/---

PR #836, opened 2016-09-21
[BACKLOG-6859]-Row limit UI components

EgorZhuk:
@tmorgner please review


tmorgner:
I dont think wingman is running any tests here, it only tests the Java side. So there is no point in waiting, isn't there?

PR #838, opened 2016-09-22
[BACKLOG-6859]-Apply system limit as a callback for 'limit exceeded' …

EgorZhuk:
…dialog

Select 'Maximum' and trigger callback on dialog button click.

@tmorgner please review


EgorZhuk:
@tmorgner please take a look

PR #923, opened 2017-01-17
[BACKLOG-13941] Fixed the masks of the values of the slices in pie ch…

carlosrusso:
…arts.

I followed an holistic approach while solving this bug, and as such I'm not entirely sure this is the best solution.


lucboudreau:
Are these failures normal? Does it often fail randomly like this?

graimundo:
@lucboudreau unfortunately yes :( I've identified the tests that are failing randomly during the mavenization of common-ui and opened a jira for it: http://jira.pentaho.com/browse/BACKLOG-13450

PR #924, opened 2017-01-17
[BACKLOG-13170]-Sync parameter definition with latest user selection

EgorZhuk:
Hey @tmorgner 
Your idea with a transient parameter didn't worked well, datepickers chnges caused an infinite loop, lists were not updated unless we requested it by a special flag, also we needed to hide the transient value...
Nevertheless the place for the fix was defined correctly.
What we are doing here - detect if the dashboard and parameter definition are not in sync, update the latest, request a parameter component update, thats it.
Checked for various controls and datatypes, see the params.prpt in the Jira ticket.


tmorgner:
Sweet work here!

PR #932, opened 2017-01-26
[BACKLOG-14238]-Move synchronisation of a parameter definition and a …

EgorZhuk:
…dashboard to the reporting plugin

Fixes regression in PIR by moving logic to the reporting plugin


tmorgner:
@EgorZhuk can you have a look what makes the PhantomJS tests fail so misserably? Is it wingman or a genuine issue here?

EgorZhuk:
@tmorgner currently working on it, the latest master also fails locally, so need some time to understand what is going on

EgorZhuk:
@tmorgner fixed the tests, lets wait for a wingman

PR #935, opened 2017-01-30
[BACKLOG-13280]-Ensure only one click is needed to submit a report

EgorZhuk:
Still needed a second click when the 'click' event was fired and the timeout was removed - for some reason the behaviour defined in a parent control was not applied. So, we are unbinding all the handlers and apply our simple logic:
on 'mousedown' 
- call expressionStart
- set timeout for the expresiion call
on 'click' 
- if there is no timeout set, call expression
on timeout 
- call expression and delete a timeout from 'this'

Tested in Chrome, FF and IE


tmorgner:
Oh the weird tricks we play to make browsers run fine.

PR #938, opened 2017-02-02
[PRD-5793]-Don't fail if there is no prompt UI on the page

EgorZhuk:
The previous aproach didn't worked in 7+ with async mode = false


tmorgner:
There are days where I wished we had a full-scale deep test suite that actually covers all the weird little bits, side effects and other creepy things that go on, go in, and come out of the code. Oh well, wishing is futile I guess.

Merged.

\---

Assignment
What you need to do is retype all the entries exactly as written.

Solution to the exercise
PR #836, opened 2016-09-21
[BACKLOG-6859]-Row limit UI components

EgorZhuk:
@tmorgner please review


tmorgner:
I dont think wingman is running any tests here, it only tests the Java side. So there is no point in waiting, isn't there?

PR #838, opened 2016-09-22
[BACKLOG-6859]-Apply system limit as a callback for 'limit exceeded' …

EgorZhuk:
…dialog

Select 'Maximum' and trigger callback on dialog button click.

@tmorgner please review


EgorZhuk:
@tmorgner please take a look

PR #923, opened 2017-01-17
[BACKLOG-13941] Fixed the masks of the values of the slices in pie ch…

carlosrusso:
…arts.

I followed an holistic approach while solving this bug, and as such I'm not entirely sure this is the best solution.


lucboudreau:
Are these failures normal? Does it often fail randomly like this?

graimundo:
@lucboudreau unfortunately yes :( I've identified the tests that are failing randomly during the mavenization of common-ui and opened a jira for it: http://jira.pentaho.com/browse/BACKLOG-13450

PR #924, opened 2017-01-17
[BACKLOG-13170]-Sync parameter definition with latest user selection

EgorZhuk:
Hey @tmorgner 
Your idea with a transient parameter didn't worked well, datepickers chnges caused an infinite loop, lists were not updated unless we requested it by a special flag, also we needed to hide the transient value...
Nevertheless the place for the fix was defined correctly.
What we are doing here - detect if the dashboard and parameter definition are not in sync, update the latest, request a parameter component update, thats it.
Checked for various controls and datatypes, see the params.prpt in the Jira ticket.


tmorgner:
Sweet work here!

PR #932, opened 2017-01-26
[BACKLOG-14238]-Move synchronisation of a parameter definition and a …

EgorZhuk:
…dashboard to the reporting plugin

Fixes regression in PIR by moving logic to the reporting plugin


tmorgner:
@EgorZhuk can you have a look what makes the PhantomJS tests fail so misserably? Is it wingman or a genuine issue here?

EgorZhuk:
@tmorgner currently working on it, the latest master also fails locally, so need some time to understand what is going on

EgorZhuk:
@tmorgner fixed the tests, lets wait for a wingman

PR #935, opened 2017-01-30
[BACKLOG-13280]-Ensure only one click is needed to submit a report

EgorZhuk:
Still needed a second click when the 'click' event was fired and the timeout was removed - for some reason the behaviour defined in a parent control was not applied. So, we are unbinding all the handlers and apply our simple logic:
on 'mousedown' 
- call expressionStart
- set timeout for the expresiion call
on 'click' 
- if there is no timeout set, call expression
on timeout 
- call expression and delete a timeout from 'this'

Tested in Chrome, FF and IE


tmorgner:
Oh the weird tricks we play to make browsers run fine.

PR #938, opened 2017-02-02
[PRD-5793]-Don't fail if there is no prompt UI on the page

EgorZhuk:
The previous aproach didn't worked in 7+ with async mode = false


tmorgner:
There are days where I wished we had a full-scale deep test suite that actually covers all the weird little bits, side effects and other creepy things that go on, go in, and come out of the code. Oh well, wishing is futile I guess.

Merged.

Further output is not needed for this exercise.